The WPI resulted in a rating of 59 percent disability. However, Dahl sought to rebut the scheduled rating through a vocational expert (Jeffrey Malmuth), and the County sought to counter that with its own expert (Ira Cohen). The WCJ initially awarded the 59% disability pursuant to the Schedule but it was was rejected on reconsideration. The WCJ then assigned Dahl a disability of 79 percent. The WCAB affirmed an increase based upon the Olgivie case in the second award.

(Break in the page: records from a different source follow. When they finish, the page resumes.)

PR #1160, opened 2016-10-06
Meta parsers misc fix suggested in #1137

### LINKED ISSUE #1158: reflect the comments about yaml meta parsrr
I got comments from @b4n about my PR #1137.
There is no way to reopen PR. So I register my task here.

masatake:
Close #1158.

### DIFF
--- a/parsers/ansibleplaybook.c
+++ b/parsers/ansibleplaybook.c
@@ -185,11 +185,18 @@ static void ansiblePlaybook (yaml_token_t *token, void *data)
 
 static void *ansiblePlaybookPrepare(void)
 {
-	static struct ansiblePlaybookState state = {
-		.type_stack = NULL,
-		.play_detection_state = DSTAT_PLAY_NAME_INITIAL,
-	};
+	static struct ansiblePlaybookState state;
+
+	state.play_detection_state = DSTAT_PLAY_NAME_INITIAL;
+
 	return &state;
+}
+
+static void ansiblePlaybookInputEnd(void *data)
+{
+	struct ansiblePlaybookState *state CTAGS_ATTR_UNUSED = data;
+
+	Assert (state->type_stack == NULL);
 }
 
 static void
@@ -202,6 +209,7 @@ findAnsiblePlaybookTags (void)
 static struct yamlParserClient AnsiblePlaybookYamlClient = {
 	.prepareForNewInput = ansiblePlaybookPrepare,
 	.callback = ansiblePlaybook,
+	.inputEnd = ansiblePlaybookInputEnd,
 };
 
 static void initializeAnsiblePlaybookParser (const langType language)
--- a/parsers/ansibleplaybook.c
+++ b/parsers/ansibleplaybook.c
@@ -183,7 +183,7 @@ static void ansiblePlaybook (yaml_token_t *token, void *data)
 		popAllBlockType (data, token);
 }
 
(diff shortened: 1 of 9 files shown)


parsers/meta-m4.h
```diff
@@ -28,8 +28,8 @@ struct m4ParserClient
 	langType lang;
 	void *data;
 
-	char quoteOpen;
-	char quoteClose;
+	const char quoteOpen;
+	const char quoteClose;
```
b4n: why?  how will `changequote()` be handled then?

parsers/yaml.c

In doing so, the WCAB again concluded that “complete lack of amenability to vocational rehabilitation” is not “necessary before a LeBoeuf analysis may be properly applied.”

The Court of Appeal rejected the WCAB methodology in the published case of Contra Costa County v WCAB (Dahl) holding “When it devised this new methodology, the WCAB acted in excess of its authority.”

There are three methods to rebut the scheduled rating: 1) a factual error in the application of a formula or the preparation of the schedule, 2) when the injury impairs rehabilitation, and for that reason, the employee’s diminished future earning capacity is greater than the scheduled rating or 3) when a claimant can demonstrate that the nature or severity of the injury is not captured within the sampling of disabled workers used to compute the adjustment factor. The second method however requires that the diminished future earnings is directly attributable to the employee’s work-related injury, and not due to nonindustrial factors such as general economic conditions, illiteracy, proficiency in speaking English, or an employee’s lack of education. This case involved application of the second method.

Under the second method, the WCAB held that Dahl could rebut the scheduled rating by showing the injury impaired her amenability to rehabilitation, even where there was less than total permanent disability. The Court of Appeal responded by saying “We are skeptical of WCAB’s conclusion that an employee may invoke the second Ogilvie rebuttal method where the inability to rehabilitate results in less than a 100-percent permanent disability.” However the Court did not decide the case on that basis. Instead it concluded “There is no evidence that the injury even limited her rehabilitation prospects.”

“In sum, we find WCAB’s approach in this case flies in the face of Ogilvie and the 2004 amendments to the workers’ compensation scheme. Under the 2004 amendments, a claimant’s scheduled rating is presumptively correct. Ogilvie confirmed the Legislature meant what it said, and that claimants may not rebut their disability rating merely by offering an alternative calculation of their diminished future earning capacity.”